Knowlton, a former state deputy health commissioner, expressed disappointment that New Jersey stopped publishing patient-safety indicators in the past two years, saying that this data was useful in informing hospitals of potential problems before they were hit with federal penalties.

“Incentives motivate and transparency motivates, and we’ve got to keep the pressure up on both fronts,” Knowlton said. “It’s important enough to make it happen.”

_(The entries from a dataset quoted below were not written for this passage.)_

PR #26599, opened 2024-09-17
openai[patch]: enable Azure structured output, parallel_tool_calls=Fa…

baskaryan:
…lse, tool_choice=required

response_format=json_schema, tool_choice=required, parallel_tool_calls are all supported for gpt-4o on azure.

### DIFF
--- a/libs/partners/openai/tests/integration_tests/chat_models/test_azure_standard.py
+++ b/libs/partners/openai/tests/integration_tests/chat_models/test_azure_standard.py
@@ -9,9 +9,6 @@ from langchain_standard_tests.integration_tests import ChatModelIntegrationTests
 
 from langchain_openai import AzureChatOpenAI
 
-OPENAI_API_VERSION = os.environ.get("AZURE_OPENAI_API_VERSION", "")
-OPENAI_API_BASE = os.environ.get("AZURE_OPENAI_API_BASE", "")
-OPENAI_API_KEY = os.environ.get("AZURE_OPENAI_API_KEY", "")
 DEPLOYMENT_NAME = os.environ.get(
     "AZURE_OPENAI_DEPLOYMENT_NAME",
     os.environ.get("AZURE_OPENAI_CHAT_DEPLOYMENT_NAME", ""),
@@ -25,12 +22,11 @@ class TestOpenAIStandard(ChatModelIntegrationTests):
 
     @property
     def chat_model_params(self) -> dict:
-        return {
-            "deployment_name": DEPLOYMENT_NAME,
-            "openai_api_version": OPENAI_API_VERSION,
-            "azure_endpoint": OPENAI_API_BASE,
-            "api_key": OPENAI_API_KEY,
-        }
+        return {"deployment_name": DEPLOYMENT_NAME}
+
+    @property
+    def supports_image_inputs(self) -> bool:
+        return True
 
     @pytest.mark.xfail(reason="Not yet supported.")
     def test_usage_metadata_streaming(self, model: BaseChatModel) -> None:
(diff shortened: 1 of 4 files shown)


Skar0:
Hi @baskaryan, thank you for addressing this issue and for your work on this! I tested the changes, and they work as expected for the `json_schema` part 😃

I noticed that in your fix, `AzureChatOpenAI._create_chat_result` now passes an `openai.BaseModel` to `BaseChatOpenAI._create_chat_result` instead of the `dict` resulting from `response.model_dump()`, as it did before. While this does resolve the issue for which I proposed a fix in #26086, it requires both `BaseChatOpenAI._create_chat_result` and `AzureChatOpenAI._create_chat_result` to transform the response from an `openai.BaseModel` into a `dict`.

In #26086, I proposed modifying `BaseChatOpenAI._create_chat_result` to consistently work with the `dict` version of the response, which is always created anyways. This change eliminates the need to convert the response into a `dict` multiple times when calling `AzureChatOpenAI._create_chat_result` and I believe it simplifies the logic and complexity within these methods. I believe that this would complement your changes and improve code clarity. Of course, this is assuming that my proposed changes are correct and align with your goals for the implementation of that method.

Thanks again for your work and for considering my contribution! 😉

libs/partners/openai/tests/integration_tests/chat_models/test_azure_standard.py
```diff
@@ -9,27 +9,39 @@
 
 from langchain_openai import AzureChatOpenAI
 
-OPENAI_API_VERSION = os.environ.get("AZURE_OPENAI_API_VERSION", "")
```
ccurme, line 12: Ran OpenAI integration tests on this branch and got failures related to env vars: https://github.com/langchain-ai/langchain/actions/runs/10924401318/job/30323353395

Also getting some failures here in json mode on master, suspect unrelated. Unable to reproduce so far.
```
FAILED tests/integration_tests/chat_models/test_azure.py::test_json_mode_async - openai.LengthFinishReasonError: Could not parse response content as the length limit was reached - CompletionUsage(completion_tokens=10, prompt_tokens=18, total_tokens=28, completion_tokens_details=None)
```

baskaryan:
> Hi @baskaryan, thank you for addressing this issue and for your work on this! I tested the changes, and they work as expected for the `json_schema` part 😃
> 
> I noticed that in your fix, `AzureChatOpenAI._create_chat_result` now passes an `openai.BaseModel` to `BaseChatOpenAI._create_chat_result` instead of the `dict` resulting from `response.model_dump()`, as it did before. While this does resolve the issue for which I proposed a fix in #26086, it requires both `BaseChatOpenAI._create_chat_result` and `AzureChatOpenAI._create_chat_result` to transform the response from an `openai.BaseModel` into a `dict`.
> 
> In #26086, I proposed modifying `BaseChatOpenAI._create_chat_result` to consistently work with the `dict` version of the response, which is always created anyways. This change eliminates the need to convert the response into a `dict` multiple times when calling `AzureChatOpenAI._create_chat_result` and I believe it simplifies the logic and complexity within these methods. I believe that this would complement your changes and improve code clarity. Of course, this is assuming that my proposed changes are correct and align with your goals for the implementation of that method.
> 
> Thanks again for your work and for considering my contribution! 😉

the issue is that we want to extract `response.choices[0].message.parsed` before response is converted to a dict, as parsed can itself be a pydantic object and we don't want it converted to a dict

libs/partners/openai/tests/integration_tests/chat_models/test_azure_standard.py
baskaryan: huh thought id set that env var, will double check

The 1 percent penalty is based on three factors: the number of patients with central-line-associated bloodstream infections; the number of patients with catheter-associated urinary tract infections; and a combination of eight different conditions, including bedsores, postoperative hip fractures, and accidental lacerations. Each hospital was assigned a score that combined these factors–the quarter of hospitals with the worst scores nationally received penalties, although some were ineligible for the penalties because they specialize in certain treatments or patient populations.

A Kaiser Health News article noted that while the federal analysis adjusted for the differing levels of sickness and ages of each hospital’s patients, academic medical centers scored worse than most and have complained that the federal adjustments are insufficient.

The New Jersey hospitals that were penalized are: Bergen Regional Medical Center, Paramus; Capital Health Medical Center – Hopewell; Centrastate Medical Center, Freehold; Chilton Medical Center, Pompton Plains; Hackensack University Medical Center; Inspira Medical Center Vineland; JFK Medical Center – Anthony M. Yelencsics Community, Edison; Meadowlands Hospital Medical Center, Secaucus; Memorial Hospital of Salem County, Salem; Monmouth Medical Center, Long Branch; Newark Beth Israel Medical Center; Ocean Medical Center, Brick; Overlook Medical Center, Summit; Palisades Medical Center, North Bergen; Robert Wood Johnson University Hospital, New Brunswick; Robert Wood Johnson University Hospital – Somerset; Robert Wood Johnson University Hospital, Hamilton; Saint Peter’s University Hospital, New Brunswick; Shore Medical Center, Somers Point; Southern Ocean Medical Center, Manahawkin; St. Mary’s Hospital, Passaic; University Hospital, Newark; and University Medical Center of Princeton at Plainsboro.